Brussels – The slowdown in European trade flows is intensifying: According to data from Eurostat, the European Union’s statistical office, in January 2026, the eurozone recorded a deficit of €1.9 billion in trade in goods with the rest of the world, half a billion more than in January 2025. In the first month of the year, exports of European goods amounted to €215.3 billion, whilst imports stood at €217.2 billion: this represents an increase in the EU’s trade deficit compared to January 2025, when it stood at €1.4 billion. This increase of 0.5 billion euros is attributed to significant sectoral fluctuations: the chemicals surplus fell from €24.6 to €16.7 billion, whilst the energy sector showed an improvement, reducing its deficit from € 26.2 to € 19.2 billion. The January 2026 figure represents a significant reversal from the 11.2 billion surplus recorded in December 2025. According to Eurostat, this shift is mainly attributable to a contraction in the machinery and vehicles sector surplus, which fell from €13.2 billion at the end of the year to just €1.6 billion in January.
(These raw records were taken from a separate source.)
PR #141, opened 2020-08-12
add reverse dependency graph extractor

mortalisk:
Can print a textual hierachical ascii thingy, or a dot graph description. Can also call "dot" and "display" to visualise the graph.
Example:
`python komodo/reverse_dep_graph.py releases/bleeding-py36.yml repository.yml --display_dot`

### DIFF
--- a/komodo/reverse_dep_graph.py
+++ b/komodo/reverse_dep_graph.py
@@ -1,0 +1,148 @@
+#!/usr/bin/env python3
+
+import argparse
+import os
+import sys
+import yaml
+import subprocess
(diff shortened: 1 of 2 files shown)


oysteoh:
new code should be blacked - at least i would appreciate it :+1:

oysteoh:
would also as much as blacking appreciate a test verifying the expected behavior :+1:  other than that - i think this tool is an awesome additon to komodo :medal_sports:

oysteoh (approved):
:rocket:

As for the European Union (which also includes six countries that have not adopted the euro as their currency: Denmark, Poland, the Czech Republic, Romania, Sweden and Hungary), the balance for January 2026 showed a deficit of €5.9 billion, a slight deterioration compared to the €5.4 billion recorded in January 2025: extra-EU exports fell to €189.2 billion (down 10 per cent compared to January 2025), whilst imports stood at €195.1 billion (down 9.5 per cent). Once again, this figure follows a surplus of €12.3 billion recorded in December 2025, with the machinery and vehicles sector seeing its positive balance plummet from €16.2 billion to €1.7 billion. Analysing the main products, manufactured goods saw their surplus fall from €23.5 to €13.2 billion between January 2025 and January 2026, with chemical products down from €23.0 to €15.4 billion. By contrast, the EU’s energy deficit fell from €29.3 billion to €21.5 billion.
However, if we look at the seasonally adjusted data —statistical time series adjusted for predictable fluctuations that recur regularly each year, such as Christmas sales and the summer dip in tourism—the situation appears slightly less dire: January 2026 in the eurozone did not end in the red, but with a surplus of €12.1 billion, up from the €10.3 billion recorded in December. The trend is similar for the EU as a whole, with the surplus rising to €10.3 billion (up from €8.7 billion the previous month). However, despite the resilience of the balance, there are signs of caution regarding foreign demand. Looking at the last quarter (November–January 2026), eurozone exports to the rest of the world declined by 0.7 per cent, while imports increased by 0.3 per cent.
In terms of relations with its main global partners, the January 2026 figures reveal mixed trends for the European economy. With China, the EU’s trade deficit rose to €32.5 billion, reflecting a decline in exports to €14.2 billion (-4.7 per cent) and an increase in imports to €46.7 billion (+1.0 per cent). In particular, Eurostat reports a significant reduction in the trade surplus with the United States, which fell to €9.2 billion from €18.1 billion the previous year: a decline driven primarily by the sharp drop in exports to the US market, which fell by 27.8 per cent to €34.8 billion, whilst imports, down by 14.8 per cent, stood at €25.6 billion. Conversely, the trade surplus with the United Kingdom improved, rising to €16.4 billion despite a general reduction in trade volumes: exports to the UK fell to €27.9 billion (-1.5 per cent), whilst imports fell more sharply (-12.2 per cent), standing at €11.5 billion.
Therefore, despite the underlying resilience indicated by the seasonally adjusted data, the slight decline in exports recorded in the last quarter points to a possible slowdown in international demand. Europe is currently experiencing an economic transition, caught between the contraction of its leading industrial sectors and shifts in the global trade balance.